In relation to advertising, the Supreme Court Judgment of February 28, 2013 goes further by stating that:

"It is now reiterated that the data, characteristics and conditions that are included in the advertising will be required even if they are not expressly included in the contract concluded (...). Norm that coincides with the Law of defense of consumers and users, both that of 1984 and that of the Legislative Decree of 2007. "

That is to say, not only will everything that forms part of the contractual document be binding for the promoter and / or seller, but it will also be bound by all the information and advertising that it has previously transmitted to the buyer, said advertising being the one that has directly affected in their willingness to buy.

At this point, it is worth mentioning Royal Decree 515/1989, of April 21 on Protection of Consumers regarding the Information to be provided in the Purchase and rental of Homes, which provides that:

"The data, characteristics and conditions related to the construction of the house, its location, services and facilities, acquisition, use and payment that are included in the offer, promotion and advertising will be required even if they are not expressly included in the contract concluded" .

Regarding the price, it must be borne in mind that in the operations of "sale of future things" the object of the contract could not be verified personally by the buyer, and despite the parties having agreed in the contract a "Flat-rate price" (and not a price per square meter actually built and delivered), this is incompatible with the type of contract of "sale of future thing".

Therefore, according to the most recent jurisprudence, such clauses should be considered as not being set.

In this sense, the Judgment of the Toledo Provincial Court of October 3, 1994 includes this criterion stating that:

"The sale in question cannot be classified as the sale of a certain thing, because for this to be the case it would have to exist: only what has a corporeal existence is true.
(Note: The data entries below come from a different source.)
Issue #1073, opened 2024-04-04
[ffigen] Should we include `-Wno-nullability-completeness` compiler option by default?


dcharkes:
I can't run `flutter create --template=plugin_ffi my_package` and then `dart run ffigen --config ffigen.yaml` locally on MacOS without adding:

```yaml
compiler-opts:
  - '-Wno-nullability-completeness'
```

We can add this to the Flutter template, but it looks like we're littering this line across the all your `ffigen.yaml`s to make it work in the repository.
So maybe we should just add it by default if it can't do any harm.

dcharkes:
wdyt @mannprerak2 @liamappelbe  ?

mannprerak2:
Probably yeah, it would reduce a ton of warning logs.

I don't think this flag does anything other than skip warnings. So we probably don't need to increment the major version as well.

PR #1074, opened 2024-04-04
[ffigen] Add compiler option `-Wno-nullability-completeness` by default

dcharkes:
Closes: https://github.com/dart-lang/native/issues/1073

### DIFF
--- a/pkgs/ffigen/lib/src/config_provider/config_types.dart
+++ b/pkgs/ffigen/lib/src/config_provider/config_types.dart
@@ -347,11 +347,11 @@ class CompilerOptsAuto {
 
   /// Extracts compiler options based on OS and config.
   List<String> extractCompilerOpts() {
-    if (Platform.isMacOS && macIncludeStdLib) {
-      return getCStandardLibraryHeadersForMac();
-    }
-
-    return [];
+    return [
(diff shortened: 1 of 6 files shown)


pkgs/ffigen/lib/src/config_provider/config_types.dart
```diff
@@ -347,11 +347,11 @@ class CompilerOptsAuto {
...
   List<String> extractCompilerOpts() {
-    if (Platform.isMacOS && macIncludeStdLib) {
-      return getCStandardLibraryHeadersForMac();
-    }
-
-    return [];
+    return [
+      if (Platform.isMacOS && macIncludeStdLib)
+        ...getCStandardLibraryHeadersForMac(),
+      if (Platform.isMacOS) '-Wno-nullability-completeness',
```
liamappelbe, line 353: Why only mac? All the configs use this flag on all platforms.

dcharkes: I believe this flag does nothing on other OSes, it's an Xcode only flag.

liamappelbe (approved):
Oops. I thought I already approved this with my last comment.

PR #1082, opened 2024-04-08
[jnigen] Update lints and flutter_lints packages to v3

parlough:
Also updates the generator to ignore `use_super_parameters` which is included in the new releases.


HosseinYousefi (approved):
LGTM! Thanks @parlough!

PR #1088, opened 2024-04-15
[ffigen] Move core ObjC classes to package:objective_c

liamappelbe:
Moves classes like `NSObject` and `NSString` to package:objective_c.

You can find a full list of the classes exposed by package:objective_c in `pkgs/objective_c/ffigen_objc.yaml`, under `include:`. This list was generated by pulling in a few core classes, and then seeing what transitive deps they pull in. The list is complete in the sense that it includes every ObjC wrapper class in `lib/src/objective_c_bindings_generated.dart`. The reason it needs to be complete is that if we choose not to expose one of them, say `NSCharacterSet`, it will instead end up in the user's generated code, but that version of `NSCharacterSet` won't be compatible with the one used by our `NSString`. This list is replicated in a few different places so one of the tests verifies that they're all in sync.

At the moment, the only class that has convenience utils is `NSString`. I wanted to put all those utils in `lib/src/ns_string.dart`, but some of them need to be built into the class itself. So the rest are in `tool/extra_methods.dart`, and are inserted into the generated `NSString` class by `tool/generate_code.dart`. This tool also runs the two separate ffigen configs. There's one config for the C bindings of the ObjC runtime functions, and another for the ObjC bindings for all the core classes, because ffigen only handles one language at a time.

Ffigen changes:
- Add a secret config option, `generate-for-package-objective-c`, which controls whether those core classes are code genned normally, or imported from package:objective_c. Also controls whether package:objective_c is imported using a relative path.
- Minor code gen changes to stop using private constructors for super-types, since `NSObject` etc now live in a different package.
- Added a `-[no]-format` option to the ffigen command line tool, so I can defer formatting until the end of `tool/generate_code.dart`.

Fixes https://github.com/dart-lang/native/issues/430


liamappelbe:
The coverage is a bit misleading. Overall the coverage has gone [up to 92.37%](https://coveralls.io/builds/66959344), but the package:objective_c data isn't included in [this report](https://github.com/dart-lang/native/pull/1088#issuecomment-2057984025). I spent some time trying to debug it, but I think it's just because `objective_c_tests` is new. I think the problem will resolve itself after this PR is submitted.

dcharkes:
FYI @HosseinYousefi for changes to jni infra. Apparently we were missing some carryforwards.

pkgs/ffigen/lib/src/code_generator/imports.dart
```diff
@@ -8,10 +8,13 @@ import 'writer.dart';
 /// A library import which will be written as an import in the generated file.
 class LibraryImport {
   final String name;
-  final String importPath;
+  final String _importPath;
+  final String? importPathWhenImportedByPackageObjC;
```
dcharkes, line 12: Document it's behavior.

pkgs/ffigen/lib/src/code_generator/objc_built_in_functions.dart
```diff
@@ -19,6 +23,41 @@ class ObjCBuiltInFunctions {
   static const objectBase = ObjCImport('ObjCObjectBase');
   static const blockBase = ObjCImport('ObjCBlockBase');
 
+  // Keep in sync with pkgs/objective_c/ffigen_objc.yaml.
```
dcharkes, line 26: You could consider actually reading the file.

pkgs/objective_c/tool/coverage.sh
```diff
@@ -0,0 +1,15 @@
...
+
+# Fast fail the script on failures.
+set -e
+
+# Gather coverage.
+dart pub global activate coverage
+# Generate coverage report.
+dart run --pause-isolates-on-exit --disable-service-auth-codes --enable-vm-service=3000 test &
+dart pub global run coverage:collect_coverage --wait-paused --uri=http://127.0.0.1:3000/ -o coverage.json --resume-isolates --scope-output=ffigen --scope-output=objective_c
+dart pub global run coverage:format_coverage --check-ignore --packages=.dart_tool/package_config.json --lcov -i coverage.json -o lcov.info
```
dcharkes, line 15: Nifty, ignoring overage for the generated bindings.

pkgs/objective_c/tool/coverage.sh
```diff
@@ -0,0 +1,15 @@
+#!/bin/bash
```
dcharkes, line 1: Nit: In general I prefer Dart scripts, dart works fine as a scripting language. Feel free to leave as bash script. But as soon as scripts start growing we should make things Dart scripts. (the fact that we have two scripts that are slightly similar but not exactly makes me feel they could be shared in a toplevel tool dir that is used by both pkgs/ffigen and pkgs/objective_c)

pkgs/objective_c/tool/extra_methods.dart
```diff
@@ -0,0 +1,20 @@
+// Copyright (c) 2022, the Dart project authors. Please see the AUTHORS file
```
dcharkes, line 1: Copyright year

pkgs/objective_c/tool/extra_methods.dart
```diff
@@ -0,0 +1,20 @@
...
+// for details. All rights reserved. Use of this source code is governed by a
+// BSD-style license that can be found in the LICENSE file.
+
+// Extra methods inserted into NSString by generate_code.dart.
```
dcharkes, line 5: This is more like a data file maybe move it into tool/data or name it generate_code_data.dart

dcharkes (approved):
lgtm! 🚀

liamappelbe:
> FYI @HosseinYousefi for changes to jni infra. Apparently we were missing some carryforwards.

Before, we had the `carryforward`s for each file to be all the `flag-name`s for every *other* file. This works, but it's a bit fiddly to maintain. Setting all the `carryforward`s to include all the `flag-name`s means they can all be identical, which will be easier to maintain. From the `carryforward` documentation, the behavior should be the same either way.

pkgs/objective_c/tool/extra_methods.dart
liamappelbe: Done

pkgs/objective_c/tool/extra_methods.dart
liamappelbe: Done

pkgs/ffigen/lib/src/code_generator/imports.dart
liamappelbe: Done

Issue #660, opened 2023-03-23
Deprecate C based bindings and default to pure dart bindings


mahesh-hegde:
I believe pure dart bindings are the future.

If there's a significant disrepancy in performance between C based and Dart based bindings even after adapting FFI varargs, we can discuss about making small changes in SDK to compensate. __It's very unlikely that any factor affecting JNI bindings performance cannot be implemented in SDK once and all, instead of shoving C code into each library__.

The concept of sale of future thing, currently non-existent, as is the case of the sale of real estate under construction, is absolutely incompatible with the concept of certain thing."

Consequently, when there has been a deviation not consented to by the buyer (surface, structural aspects, finishes, orientation of the property, facilities and services, etc.) between that agreed with the seller (including advertising brochures, plans and annexes) and what actually delivered, there will be a clear breach of contract and the buyer will be empowered to file the corresponding legal actions.

In any case, and in general terms, we must comply with the provisions of article 1,124 of the Civil Code, by virtue of which:

"The power to resolve the obligations is understood implicitly in the reciprocal, in the event that one of the obligated parties does not comply with what is incumbent on him. The injured party may choose between demanding compliance or resolution of the obligation, with compensation for damages and payment of interest in both cases.
You may also request the resolution, even after having opted for compliance, when it proves impossible ”.

The jurisprudence has established over the years that the mechanism of article 1,124 of the CC can be used in those cases in which the acquirer does not receive the agreement or when receiving it, what is delivered does not meet the buyer's expectations. In accordance with the information provided in the pre-contractual phase.

Therefore, not only must we comply with the provisions of the clause of the signed Contract, but the information and documentation previously provided, in the pre-contractual phase, will also be binding.